Required action: Search term "Adds": copy each line of the records that contains it.

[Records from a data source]
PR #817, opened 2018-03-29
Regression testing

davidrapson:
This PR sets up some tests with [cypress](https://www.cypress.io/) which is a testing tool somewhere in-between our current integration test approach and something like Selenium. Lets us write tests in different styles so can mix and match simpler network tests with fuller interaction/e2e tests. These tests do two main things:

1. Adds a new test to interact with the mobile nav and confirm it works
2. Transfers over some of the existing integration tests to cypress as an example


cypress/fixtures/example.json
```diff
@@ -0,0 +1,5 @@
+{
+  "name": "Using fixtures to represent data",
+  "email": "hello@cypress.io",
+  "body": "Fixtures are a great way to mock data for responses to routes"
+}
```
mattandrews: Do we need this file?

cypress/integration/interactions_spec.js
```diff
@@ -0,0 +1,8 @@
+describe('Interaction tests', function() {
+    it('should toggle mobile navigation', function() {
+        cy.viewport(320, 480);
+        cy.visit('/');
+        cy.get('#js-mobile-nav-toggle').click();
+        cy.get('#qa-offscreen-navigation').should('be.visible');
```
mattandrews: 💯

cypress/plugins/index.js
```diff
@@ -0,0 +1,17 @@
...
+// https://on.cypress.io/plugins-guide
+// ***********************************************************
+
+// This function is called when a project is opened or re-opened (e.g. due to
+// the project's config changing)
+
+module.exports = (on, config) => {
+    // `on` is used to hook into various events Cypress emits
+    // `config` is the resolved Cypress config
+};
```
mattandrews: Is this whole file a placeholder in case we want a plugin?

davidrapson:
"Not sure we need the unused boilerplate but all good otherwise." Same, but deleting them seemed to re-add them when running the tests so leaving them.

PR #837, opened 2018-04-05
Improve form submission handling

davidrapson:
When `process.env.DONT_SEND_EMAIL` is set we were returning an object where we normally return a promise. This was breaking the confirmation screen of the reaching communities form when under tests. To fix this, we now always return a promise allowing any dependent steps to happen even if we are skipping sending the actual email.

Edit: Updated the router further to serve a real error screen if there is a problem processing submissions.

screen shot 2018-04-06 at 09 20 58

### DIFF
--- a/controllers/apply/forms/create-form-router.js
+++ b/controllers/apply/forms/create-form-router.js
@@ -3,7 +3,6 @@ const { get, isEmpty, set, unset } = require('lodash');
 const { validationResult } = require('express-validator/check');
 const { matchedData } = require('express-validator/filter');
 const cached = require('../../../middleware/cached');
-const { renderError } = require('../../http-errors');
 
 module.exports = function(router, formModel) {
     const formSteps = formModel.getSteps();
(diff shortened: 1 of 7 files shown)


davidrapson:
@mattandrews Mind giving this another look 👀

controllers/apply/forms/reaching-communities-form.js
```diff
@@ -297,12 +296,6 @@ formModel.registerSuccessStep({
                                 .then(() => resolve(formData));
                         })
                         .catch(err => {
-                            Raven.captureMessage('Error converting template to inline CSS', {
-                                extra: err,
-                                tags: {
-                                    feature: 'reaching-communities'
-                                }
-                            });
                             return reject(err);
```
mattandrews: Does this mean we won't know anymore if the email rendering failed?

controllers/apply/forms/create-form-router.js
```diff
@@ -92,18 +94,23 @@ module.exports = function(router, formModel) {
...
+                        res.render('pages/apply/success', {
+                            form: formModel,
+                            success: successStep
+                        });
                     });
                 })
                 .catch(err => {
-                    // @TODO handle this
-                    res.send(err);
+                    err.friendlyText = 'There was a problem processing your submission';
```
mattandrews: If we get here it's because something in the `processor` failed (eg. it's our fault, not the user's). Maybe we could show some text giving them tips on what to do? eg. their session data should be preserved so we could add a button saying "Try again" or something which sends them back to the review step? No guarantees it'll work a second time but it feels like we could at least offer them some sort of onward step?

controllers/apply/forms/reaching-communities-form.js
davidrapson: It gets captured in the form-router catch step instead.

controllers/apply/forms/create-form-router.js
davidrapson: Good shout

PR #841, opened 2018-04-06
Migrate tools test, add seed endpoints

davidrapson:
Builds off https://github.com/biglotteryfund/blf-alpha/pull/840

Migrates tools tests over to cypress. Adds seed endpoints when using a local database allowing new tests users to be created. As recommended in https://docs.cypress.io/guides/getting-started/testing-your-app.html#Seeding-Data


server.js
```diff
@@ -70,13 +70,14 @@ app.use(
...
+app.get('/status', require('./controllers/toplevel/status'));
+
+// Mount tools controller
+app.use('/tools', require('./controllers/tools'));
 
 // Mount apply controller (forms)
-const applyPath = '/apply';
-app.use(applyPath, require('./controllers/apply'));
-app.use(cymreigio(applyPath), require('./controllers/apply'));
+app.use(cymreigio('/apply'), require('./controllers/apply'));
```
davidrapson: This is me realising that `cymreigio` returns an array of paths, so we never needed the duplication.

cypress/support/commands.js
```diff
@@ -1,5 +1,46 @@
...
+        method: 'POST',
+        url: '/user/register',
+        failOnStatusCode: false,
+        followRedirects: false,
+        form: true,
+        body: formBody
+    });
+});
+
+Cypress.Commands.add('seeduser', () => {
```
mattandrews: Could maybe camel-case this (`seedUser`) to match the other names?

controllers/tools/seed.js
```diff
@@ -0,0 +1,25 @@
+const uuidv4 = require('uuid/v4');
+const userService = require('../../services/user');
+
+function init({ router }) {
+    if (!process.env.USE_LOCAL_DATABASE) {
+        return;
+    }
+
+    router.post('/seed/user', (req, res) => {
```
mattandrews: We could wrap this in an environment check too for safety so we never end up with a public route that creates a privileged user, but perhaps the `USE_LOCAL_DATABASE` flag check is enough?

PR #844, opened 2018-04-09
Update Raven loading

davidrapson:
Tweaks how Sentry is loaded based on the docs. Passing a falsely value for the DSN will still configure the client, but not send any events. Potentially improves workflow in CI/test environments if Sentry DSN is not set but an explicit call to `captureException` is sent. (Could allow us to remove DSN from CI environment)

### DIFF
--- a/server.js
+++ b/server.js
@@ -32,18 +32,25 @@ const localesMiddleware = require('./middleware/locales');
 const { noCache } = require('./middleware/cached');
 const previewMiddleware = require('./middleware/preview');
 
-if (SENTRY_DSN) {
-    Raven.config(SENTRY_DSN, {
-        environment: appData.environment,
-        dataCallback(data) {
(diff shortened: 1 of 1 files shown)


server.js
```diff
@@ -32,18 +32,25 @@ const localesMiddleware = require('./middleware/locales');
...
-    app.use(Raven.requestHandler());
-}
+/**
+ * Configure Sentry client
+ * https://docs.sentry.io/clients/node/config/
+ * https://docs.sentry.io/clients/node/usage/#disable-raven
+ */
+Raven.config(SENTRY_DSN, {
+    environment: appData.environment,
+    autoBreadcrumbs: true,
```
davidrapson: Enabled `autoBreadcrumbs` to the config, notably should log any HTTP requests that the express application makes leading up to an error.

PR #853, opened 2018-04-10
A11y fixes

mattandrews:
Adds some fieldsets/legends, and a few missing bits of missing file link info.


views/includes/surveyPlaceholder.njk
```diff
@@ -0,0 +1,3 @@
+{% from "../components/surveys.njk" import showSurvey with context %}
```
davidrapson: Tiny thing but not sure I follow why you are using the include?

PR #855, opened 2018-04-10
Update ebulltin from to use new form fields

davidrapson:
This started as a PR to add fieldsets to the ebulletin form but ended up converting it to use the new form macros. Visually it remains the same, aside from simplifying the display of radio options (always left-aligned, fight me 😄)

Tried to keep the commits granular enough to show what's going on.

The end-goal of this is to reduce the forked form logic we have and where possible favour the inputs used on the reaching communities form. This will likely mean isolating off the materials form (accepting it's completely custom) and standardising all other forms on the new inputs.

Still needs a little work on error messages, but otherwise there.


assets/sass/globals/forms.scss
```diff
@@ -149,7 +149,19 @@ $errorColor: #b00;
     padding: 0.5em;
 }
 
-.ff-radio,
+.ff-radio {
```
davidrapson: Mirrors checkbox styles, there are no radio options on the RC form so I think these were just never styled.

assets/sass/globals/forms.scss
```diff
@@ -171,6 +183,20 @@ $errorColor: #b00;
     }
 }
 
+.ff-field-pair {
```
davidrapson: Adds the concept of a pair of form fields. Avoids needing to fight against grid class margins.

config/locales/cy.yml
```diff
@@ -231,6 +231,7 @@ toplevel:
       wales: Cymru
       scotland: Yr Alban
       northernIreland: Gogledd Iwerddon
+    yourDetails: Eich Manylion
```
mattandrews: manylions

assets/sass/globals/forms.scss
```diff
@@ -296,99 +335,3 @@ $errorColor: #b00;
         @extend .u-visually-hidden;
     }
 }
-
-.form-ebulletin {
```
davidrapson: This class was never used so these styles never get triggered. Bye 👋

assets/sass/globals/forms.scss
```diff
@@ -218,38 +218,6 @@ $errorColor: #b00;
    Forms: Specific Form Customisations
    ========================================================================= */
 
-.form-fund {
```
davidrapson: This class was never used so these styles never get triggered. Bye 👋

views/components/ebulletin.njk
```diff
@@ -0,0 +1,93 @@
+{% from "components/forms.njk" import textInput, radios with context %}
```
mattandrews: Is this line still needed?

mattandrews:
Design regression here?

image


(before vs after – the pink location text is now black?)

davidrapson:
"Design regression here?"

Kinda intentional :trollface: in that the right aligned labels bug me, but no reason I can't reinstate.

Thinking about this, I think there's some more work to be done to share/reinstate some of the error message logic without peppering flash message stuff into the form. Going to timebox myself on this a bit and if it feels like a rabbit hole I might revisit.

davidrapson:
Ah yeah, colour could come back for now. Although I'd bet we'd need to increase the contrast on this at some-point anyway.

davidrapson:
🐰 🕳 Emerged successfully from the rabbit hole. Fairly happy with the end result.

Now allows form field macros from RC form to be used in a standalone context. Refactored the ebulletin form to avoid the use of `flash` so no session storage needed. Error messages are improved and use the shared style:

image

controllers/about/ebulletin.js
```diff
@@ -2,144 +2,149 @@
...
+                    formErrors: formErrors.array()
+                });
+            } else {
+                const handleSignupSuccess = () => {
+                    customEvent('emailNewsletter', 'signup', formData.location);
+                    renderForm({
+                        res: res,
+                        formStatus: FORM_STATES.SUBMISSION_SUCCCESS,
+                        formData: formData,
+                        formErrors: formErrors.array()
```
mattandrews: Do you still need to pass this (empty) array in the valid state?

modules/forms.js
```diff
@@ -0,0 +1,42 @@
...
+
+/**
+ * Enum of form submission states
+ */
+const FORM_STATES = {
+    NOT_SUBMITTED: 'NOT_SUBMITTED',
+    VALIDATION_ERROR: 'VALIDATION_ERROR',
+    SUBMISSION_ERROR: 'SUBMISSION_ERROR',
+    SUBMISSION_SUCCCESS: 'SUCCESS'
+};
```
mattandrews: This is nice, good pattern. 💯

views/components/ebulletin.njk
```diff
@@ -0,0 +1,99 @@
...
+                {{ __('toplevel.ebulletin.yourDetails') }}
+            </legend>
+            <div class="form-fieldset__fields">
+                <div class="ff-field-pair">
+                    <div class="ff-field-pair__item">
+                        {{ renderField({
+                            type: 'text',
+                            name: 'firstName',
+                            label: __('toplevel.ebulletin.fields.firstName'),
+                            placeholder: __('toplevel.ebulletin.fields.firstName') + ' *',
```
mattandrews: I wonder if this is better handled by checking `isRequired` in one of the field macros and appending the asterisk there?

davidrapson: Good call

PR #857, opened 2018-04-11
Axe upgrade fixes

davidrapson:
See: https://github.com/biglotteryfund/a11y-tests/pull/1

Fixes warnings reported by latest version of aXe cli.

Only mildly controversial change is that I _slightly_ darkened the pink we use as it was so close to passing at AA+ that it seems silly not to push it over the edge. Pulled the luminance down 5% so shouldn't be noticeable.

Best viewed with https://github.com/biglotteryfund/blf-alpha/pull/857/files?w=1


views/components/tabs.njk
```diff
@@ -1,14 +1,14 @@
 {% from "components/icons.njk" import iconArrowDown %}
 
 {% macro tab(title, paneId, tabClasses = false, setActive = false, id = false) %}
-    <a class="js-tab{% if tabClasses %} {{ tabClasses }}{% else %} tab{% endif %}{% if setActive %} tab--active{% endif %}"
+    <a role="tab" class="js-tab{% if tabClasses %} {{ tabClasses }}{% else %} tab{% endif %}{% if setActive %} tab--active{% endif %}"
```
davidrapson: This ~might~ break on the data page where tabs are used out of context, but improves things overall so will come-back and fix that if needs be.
--
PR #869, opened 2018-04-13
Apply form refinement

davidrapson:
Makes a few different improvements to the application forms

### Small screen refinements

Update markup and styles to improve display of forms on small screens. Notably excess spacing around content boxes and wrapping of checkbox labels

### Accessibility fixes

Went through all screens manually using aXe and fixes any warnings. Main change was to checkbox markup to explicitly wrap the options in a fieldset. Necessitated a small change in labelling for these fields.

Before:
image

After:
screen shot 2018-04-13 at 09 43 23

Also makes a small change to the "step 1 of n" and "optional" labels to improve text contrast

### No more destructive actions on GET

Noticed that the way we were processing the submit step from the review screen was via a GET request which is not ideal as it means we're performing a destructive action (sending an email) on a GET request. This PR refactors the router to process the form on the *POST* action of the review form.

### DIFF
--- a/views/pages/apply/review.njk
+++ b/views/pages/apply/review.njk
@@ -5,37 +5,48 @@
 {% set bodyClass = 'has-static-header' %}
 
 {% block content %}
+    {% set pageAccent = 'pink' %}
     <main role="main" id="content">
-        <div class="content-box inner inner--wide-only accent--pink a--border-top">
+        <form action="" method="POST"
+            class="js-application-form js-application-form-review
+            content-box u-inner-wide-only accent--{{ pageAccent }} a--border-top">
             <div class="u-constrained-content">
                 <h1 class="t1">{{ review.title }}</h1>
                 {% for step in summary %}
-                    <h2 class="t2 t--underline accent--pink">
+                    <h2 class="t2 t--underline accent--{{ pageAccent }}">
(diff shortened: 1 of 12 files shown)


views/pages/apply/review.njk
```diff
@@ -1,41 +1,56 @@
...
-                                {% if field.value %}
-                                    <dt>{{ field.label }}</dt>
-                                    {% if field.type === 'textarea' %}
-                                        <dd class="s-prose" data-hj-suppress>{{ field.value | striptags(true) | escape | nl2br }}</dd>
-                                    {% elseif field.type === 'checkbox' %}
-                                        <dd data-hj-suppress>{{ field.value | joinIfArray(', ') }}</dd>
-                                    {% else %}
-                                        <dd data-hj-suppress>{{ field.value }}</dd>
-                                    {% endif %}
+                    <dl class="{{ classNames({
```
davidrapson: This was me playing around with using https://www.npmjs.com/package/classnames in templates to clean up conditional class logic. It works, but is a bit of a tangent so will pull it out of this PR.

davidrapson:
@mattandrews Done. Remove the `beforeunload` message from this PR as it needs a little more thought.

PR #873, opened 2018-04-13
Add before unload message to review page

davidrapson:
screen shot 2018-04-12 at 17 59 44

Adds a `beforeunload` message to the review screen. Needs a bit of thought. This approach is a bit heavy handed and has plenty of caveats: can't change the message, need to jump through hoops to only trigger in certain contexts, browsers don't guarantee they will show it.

Expected output:
1. Adds a new test to interact with the mobile nav and confirm it works
Migrates tools tests over to cypress. Adds seed endpoints when using a local database allowing new tests users to be created. As recommended in https://docs.cypress.io/guides/getting-started/testing-your-app.html#Seeding-Data
Adds some fieldsets/legends, and a few missing bits of missing file link info.
davidrapson: Adds the concept of a pair of form fields. Avoids needing to fight against grid class margins.
Adds a `beforeunload` message to the review screen. Needs a bit of thought. This approach is a bit heavy handed and has plenty of caveats: can't change the message, need to jump through hoops to only trigger in certain contexts, browsers don't guarantee they will show it.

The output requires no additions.